清代杭州文人吴山(吴舒凫)和他的未婚妻陈同、续娶妻谈则、妻子钱宜先后评点《牡丹亭》传奇,共同完成了一个评本《吴吴山三妇合评牡丹亭还魂记》,于康熙年间刻印。这部中国历史上第一部女性文学批评著作,堪称旷世奇书。

吴山的未婚妻陈同,16岁便在安徽黄山的家中死去了。陈同是《牡丹亭》的“铁杆粉丝”,每天要花十几个小时校对、改正不同版本的《牡丹亭》,乃至废寝忘食。嫂嫂不忍见她如此入迷,托人买来汤显祖本人所有的书坊刻印的正品送给她。于是陈同每日边熬夜读书,边在书页写评语,直至罹病也不愿意停止。那时候陈同已许配给吴山,未及过门便撒手人寰。陈同逝世后,吴山买下了未婚妻的《牡丹亭》手评本,十分喜欢陈同留在书页边的评语。不久,吴山迎娶了才女谈则,谈则与陈同一样酷爱《牡丹亭》,也将自己的评注写在书页边。谁知,谈则年仅21岁便病逝了。吴山的妻子钱宜同样是《牡丹亭》的戏迷。她通宵阅读《牡丹亭》和两位“姐姐”写的评注,也写下自己的见解。后来,吴山以三位妻子的名义,出版了《吴吴山三妇合评牡丹亭还魂记》。

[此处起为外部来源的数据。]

PR #1179, opened 2023-08-28
feat: support write wal logs in columnar format

ShiKaiWi:
## Rationale
After the columnar encoding is supported for wal format, we should adapt such encoding in the wal write procedure.

## Detailed Changes
Adapt the columnar encoding in the wal write procedure. And now, both rowwise and columnar encoding in the wal write procedure are supported, which to use depends on the configuration.

## Test Plan
Existing tests. The compatibility tests have been designed as:
- Write rowwise-encoded wal logs and restart the server to replay it
- Write columnar-encoded wal logs and restart the server to replay it

### DIFF
--- a/analytic_engine/src/payload.rs
+++ b/analytic_engine/src/payload.rs
@@ -16,15 +16,20 @@
 
 use bytes_ext::{Buf, BufMut, SafeBuf, SafeBufMut};
 use ceresdbproto::{manifest as manifest_pb, table_requests};
-use codec::{row::WalRowDecoder, Decoder};
+use codec::{
+    columnar::{ColumnarDecoder, DecodeContext, DecodeResult},
+    row::WalRowDecoder,
+    Decoder,
+};
 use common_types::{
-    row::{RowGroup, RowGroupBuilder},
+    row::{RowGroup, RowGroupBuilder, RowGroupBuilderFromColumn},
     schema::Schema,
+    table::TableId,
 };
 use macros::define_result;
 use prost::Message;
 use snafu::{Backtrace, OptionExt, ResultExt, Snafu};
-use wal::log_batch::{Payload, PayloadDecoder};
+use wal::log_batch::{Payload, PayloadDecodeContext, PayloadDecoder};
 
 use crate::{table_options, TableOptions};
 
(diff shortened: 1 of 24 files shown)


ShiKaiWi:
My local test has found that compatibility problem: restart with columnar wal encoding format fails after write some data in rowwise wal encoding format.

common_types/src/row/mod.rs
```diff
@@ -421,6 +394,88 @@ impl<'a> Iterator for IterCol<'a> {
...
+                }
+            }
+        }
+
+        let rows = rows.into_iter().map(Row::from_datums).collect::<Vec<_>>();
+
+        RowGroup {
+            schema: self.schema,
+            rows,
+            min_timestamp: Timestamp::now(),
```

《吴吴山三妇合评牡丹亭还魂记》中,有这样一段关于《牡丹亭》语言的评点:“尝见坊刻牡丹亭本……舟子歌乃用唐李昌符婢仆诗,其一章云:‘春娘爱上酒家楼,不怕归迟总不忧。推道那家娘子卧,且留教住要梳头。’二章云:‘不论秋菊与春花,个个能噇空腹茶。无事莫教频入库,一名闲物要些些。’细核之,与舟子全无关合,当是临川初稿用之,后于定本删去。……记中杂用哎哟、哎也、哎呀、咳呀、咳也、咳咽诸字,字虽异而义略同,然呼之有疾徐轻重之殊,则义也稍异。凡重呼之为厌辞,为恶辞,为不然之辞;轻呼之为幸辞,为娇羞之辞,为筹画之辞;疾呼之为惜辞,为惊讶辞,为悲痛辞。依此类推,神理毕现矣。”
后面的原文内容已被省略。